Exercise: Search the data for the word "file" and copy every line that contains it.

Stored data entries

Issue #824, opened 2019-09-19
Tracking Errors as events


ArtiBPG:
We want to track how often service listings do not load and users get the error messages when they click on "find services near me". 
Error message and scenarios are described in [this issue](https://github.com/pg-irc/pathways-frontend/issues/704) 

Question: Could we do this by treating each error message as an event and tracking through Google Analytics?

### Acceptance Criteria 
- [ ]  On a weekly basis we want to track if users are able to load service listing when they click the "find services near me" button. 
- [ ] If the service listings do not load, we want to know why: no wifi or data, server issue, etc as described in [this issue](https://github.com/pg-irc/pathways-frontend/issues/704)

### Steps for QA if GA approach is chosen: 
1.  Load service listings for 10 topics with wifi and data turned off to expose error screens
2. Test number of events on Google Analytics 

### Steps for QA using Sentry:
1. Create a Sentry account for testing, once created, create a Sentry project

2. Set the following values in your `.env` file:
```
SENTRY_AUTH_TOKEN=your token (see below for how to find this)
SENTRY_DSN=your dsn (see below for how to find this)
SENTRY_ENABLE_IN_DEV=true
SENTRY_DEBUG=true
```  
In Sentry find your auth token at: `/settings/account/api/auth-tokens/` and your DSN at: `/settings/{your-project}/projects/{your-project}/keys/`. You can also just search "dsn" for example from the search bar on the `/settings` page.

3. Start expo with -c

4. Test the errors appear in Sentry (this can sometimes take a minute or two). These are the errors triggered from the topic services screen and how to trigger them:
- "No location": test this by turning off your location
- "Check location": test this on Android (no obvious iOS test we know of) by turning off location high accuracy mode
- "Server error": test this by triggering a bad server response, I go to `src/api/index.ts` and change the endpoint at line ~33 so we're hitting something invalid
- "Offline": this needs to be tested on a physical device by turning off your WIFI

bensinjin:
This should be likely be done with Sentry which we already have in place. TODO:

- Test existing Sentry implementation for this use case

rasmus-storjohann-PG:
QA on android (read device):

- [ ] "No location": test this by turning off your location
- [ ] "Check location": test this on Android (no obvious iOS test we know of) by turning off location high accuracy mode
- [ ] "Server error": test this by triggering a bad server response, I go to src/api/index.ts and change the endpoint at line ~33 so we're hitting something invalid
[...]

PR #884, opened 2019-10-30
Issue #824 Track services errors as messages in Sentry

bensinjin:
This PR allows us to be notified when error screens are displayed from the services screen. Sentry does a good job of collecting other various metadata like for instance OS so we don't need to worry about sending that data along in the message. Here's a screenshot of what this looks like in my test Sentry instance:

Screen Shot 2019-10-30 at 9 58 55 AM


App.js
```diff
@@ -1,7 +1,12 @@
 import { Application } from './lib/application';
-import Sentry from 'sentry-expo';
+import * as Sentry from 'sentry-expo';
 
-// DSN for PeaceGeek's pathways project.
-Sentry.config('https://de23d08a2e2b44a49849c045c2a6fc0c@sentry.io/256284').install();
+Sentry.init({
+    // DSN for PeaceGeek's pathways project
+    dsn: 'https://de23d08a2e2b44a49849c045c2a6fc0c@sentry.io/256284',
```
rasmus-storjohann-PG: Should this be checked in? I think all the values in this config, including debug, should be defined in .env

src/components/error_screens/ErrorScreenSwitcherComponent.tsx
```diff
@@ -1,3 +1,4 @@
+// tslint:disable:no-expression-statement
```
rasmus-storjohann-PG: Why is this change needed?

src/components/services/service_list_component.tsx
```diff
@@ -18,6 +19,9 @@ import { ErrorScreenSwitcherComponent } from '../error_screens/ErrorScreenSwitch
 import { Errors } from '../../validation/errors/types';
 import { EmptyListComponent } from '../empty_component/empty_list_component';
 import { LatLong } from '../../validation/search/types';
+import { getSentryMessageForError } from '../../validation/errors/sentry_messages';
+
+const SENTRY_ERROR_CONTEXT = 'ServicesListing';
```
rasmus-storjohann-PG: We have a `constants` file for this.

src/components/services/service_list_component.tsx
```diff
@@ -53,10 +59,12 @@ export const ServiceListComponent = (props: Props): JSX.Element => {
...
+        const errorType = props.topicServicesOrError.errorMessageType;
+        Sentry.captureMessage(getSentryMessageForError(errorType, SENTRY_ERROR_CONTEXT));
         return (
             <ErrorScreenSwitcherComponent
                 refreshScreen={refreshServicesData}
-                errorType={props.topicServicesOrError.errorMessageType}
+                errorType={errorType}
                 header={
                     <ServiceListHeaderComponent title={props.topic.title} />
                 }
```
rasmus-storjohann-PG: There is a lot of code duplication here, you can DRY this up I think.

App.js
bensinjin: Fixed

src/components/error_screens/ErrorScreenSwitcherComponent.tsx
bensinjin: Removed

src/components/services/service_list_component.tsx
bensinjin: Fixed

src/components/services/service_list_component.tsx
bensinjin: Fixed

Exercise answer:
2. Set the following values in your `.env` file:
rasmus-storjohann-PG: We have a `constants` file for this.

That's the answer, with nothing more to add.